Provide a Staging Area for Your Files

In previous sections we discussed how you can provide researchers with information about the files in your database, both in the small with file-specific metadata and in the large with a text-based search capability. Now we turn our attention to the process of allowing these users to access these files and transfer them to other locations for analysis and manipulation by site-specific processes.

Recall that the Data Transfer System (DTS) orchestrates transfers of data between the databases of participating organizations like yours. Transferring such data invariably involves moving files from a "source" staging area in one organization to a "destination" staging area in another. Here, a staging area is a file system visible to some file transport mechanism such as Globus. To allow the DTS to access your data for transfer, your organization must establish and maintain such a file staging area.

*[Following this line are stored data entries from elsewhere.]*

Issue #3259, opened 2019-05-21
Update k8's Scheduler Code


joshfischer1108:
The scheduler code is out of date and needs to be updated to use the InCluster API in the Java Kubernetes client.  By updating the code we can remove the proxy  container that is being used today in the Helm chart.

#### This following class should be deprecated and use the AppsV1 APIs going forward.
https://github.com/apache/incubator-heron/blob/master/heron/schedulers/src/java/org/apache/heron/scheduler/kubernetes/AppsV1beta1Controller.java#L52

#### the context class will have to change we no longer need a scheduler URI when running inside the cluster

https://github.com/apache/incubator-heron/blob/master/heron/schedulers/src/java/org/apache/heron/scheduler/kubernetes/KubernetesContext.java#L28

#### An example of getting the cluster config is below:
https://github.com/apache/pulsar/blob/master/pulsar-functions/runtime/src/main/java/org/apache/pulsar/functions/runtime/KubernetesRuntimeFactory.java#L254

nicknezis:
I'm working on this. Have changes needed for the 6.0.1 version of the Java API. Have not yet made changes to use the in cluster config, but I'll make that change also.

nicknezis:
#3426 and #3432 should complete this issue. Might still be worth updating the scheduler code to remove the scheduler URI context config item.

joshfischer1108:
@nicknezis 

> #3426 and #3432 should complete this issue. Might still be worth updating the scheduler code to remove the scheduler URI context config item.

@nicknezis Could you make an issue and describe what would need to be done to remove the scheduler URI context config item?

PR #3432, opened 2020-01-11
Updated to use default Kubernetes client discovery logic

nicknezis:
The defaultClient() call incorporates the following logic:
If `$KUBECONFIG` is defined, use that config file.
If `$HOME/.kube/config` can be found, use that.
If the in-cluster service account can be found, assume in cluster config.
Default to `localhost:8080` as a last resort.

With this code change, we'd no longer be using the scheduler config item for K8s scheduler URI. But the config item is used to create Job Links. So I couldn't get rid of that config item.

Any thoughts on how I could fully remove the scheduler URI config item?
Do you think the defaultClient() code is good enough? It seemed to work in my Minikube testing and I figured worst case that last option would point to kubectl-proxy  if we update it to use port 8080. I assume if someone needs to run the Heron API Server outside of the k8s cluster, then can configure with the `$KUBECONFIG` environment variable.

### DIFF
--- a/deploy/kubernetes/general/apiserver.yaml
+++ b/deploy/kubernetes/general/apiserver.yaml
@@ -27,7 +27,6 @@ metadata:
   namespace: default
 
 ---
-
 apiVersion: rbac.authorization.k8s.io/v1beta1
 kind: ClusterRoleBinding
 metadata:
@@ -44,7 +43,6 @@ subjects:
   namespace: default
 
 ---
-
 apiVersion: apps/v1
 kind: Deployment
 metadata:
@@ -97,13 +95,8 @@ spec:
               -D heron.uploader.dlog.topologies.namespace.uri=distributedlog://zookeeper:2181/heron
               -D heron.statefulstorage.classname=org.apache.heron.statefulstorage.dlog.DlogStorage
               -D heron.statefulstorage.dlog.namespace.uri=distributedlog://zookeeper:2181/heron
-        - name: kubectl-proxy
-          image: heron/kubectl:latest
-          command: ["sh", "-c"]
-          args:
-            - >
-              kubectl proxy -p 8001
----    
+
+---
 apiVersion: v1
 kind: Service
 metadata:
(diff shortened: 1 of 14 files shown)


nicknezis:
Hopefully this addresses part of what was asked for in #3259

joshfischer1108:
I haven't looked at the code yet, but does this PR relate to the issue filed listed here? https://github.com/apache/incubator-heron/issues/3259

nicknezis:
Yes, I tested it in Minikube and was able to spin up a StatefulSet without the `kubectl-proxy`. I'll update this PR to remove that container from the Kubernetes deploy yamls and Helm chart. I wanted to also remove the Scheduler URI as was suggested in #3259, but the config item was used in the Job link. But the current implementation does not generate job specific job links.

joshfischer1108:
Ahh yeah I see you mentioned the issue right above where I mentioned the issue.  Consider that a palm to forehead moment 😄 .  I haven't tested the code, but It sounds like it addresses the issue after the proxy container is taken out.

joshfischer1108:
@cckellogg If you have some time could you review this?

joshfischer1108:
@nicknezis It looks like the build is failing because of checkstyle errors.

nicknezis:
I think the test failure might not be related to my changes. I am able to run the tests locally with success.

nwangtw:
> I think the test failure might not be related to my changes. I am able to run the tests locally with success.

//heron/schedulers/tests/java:KubernetesSchedulerTest                    FAILED in 1.2s
    FAILED  org.apache.heron.scheduler.kubernetes.KubernetesSchedulerTest.testGetJobLinks (0.0s)

Unit tests should be normally stable. Let me trigger another build and see.

nicknezis:
Looks like it failed again. I'll try to figure out why. Thanks!

nicknezis:
Is this PR ok to be accepted?

joshfischer1108:
@nicknezis LGTM.   I'll wait a bit to see if anyone else has feedback.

At this time, the DTS relies on Globus to move files between different databases and organizations. Globus is widely used in the scientific research community by universities and DOE national laboratories, and its design reflects its focus on helping researchers share and access data. Additionally, Globus can be integrated with other file storage and transfer platforms like Amazon S3, Google, and many others. This interoperability allows Globus clients to interoperate seamlessly even in heterogeneous technological settings.

Setting up a Staging Area

First, your organization must allocate a file staging area on a filesystem that you can expose to Globus. The directory structure of this staging area for your staged files isn't important to anyone outside your organization, as long as all of the files staged there can be made accessible to Globus (and transitively, to the DTS). Recall, though, that the path element in the Frictionless DataResource metadata specification for each file should match your staging area's directory structure--otherwise, the DTS won't be able to locate your file.

Probably the most important decision you'll make about the staging area is the directory in the filesystem that serves as the effective "root" directory for the staging area. This "root" directory determines the root path you'll use when you create a Globus guest collection that allows the DTS to access its files.

The DTS is a work in progress, and we haven't yet worked out all the details for handling private or embargoed datasets. We're interested to hear your opinions on this and other topics!

Exposing Your Staging Area to Globus

If your organization has a Globus subscription, you'll have an easy time configuring a file staging area that can be integrated with the DTS. Globus has extensive documentation to help you understand how to share your data effectively.

To make your staging area available to the DTS, you'll need to set up a Globus guest collection. The following links can help you configure your Globus setup:

  • How to Share Data Using Globus: a step-by-step guide to creating a guest collection that can serve as a staging area for your organization
  • Storage Connector Usage Guides: a landing page for documentation about Globus's connectors, which allow you to access data stored on other platforms like Amazon S3 and Google Cloud Storage
  • The Modern Research Data Portal: an article describing a design pattern for providing secure, scalable, and high performance access to research data
  • Globus Connect Server: information about how Globus can be deployed within your organization (probably most useful to an IT department!)

In particular, the first link walks you through the steps of creating a guest collection. When you've set up a guest collection in which you can stage files for transmission and receipt, the DTS team can work with you to authorize the Data Transfer Service to use this guest collection so it can access these files.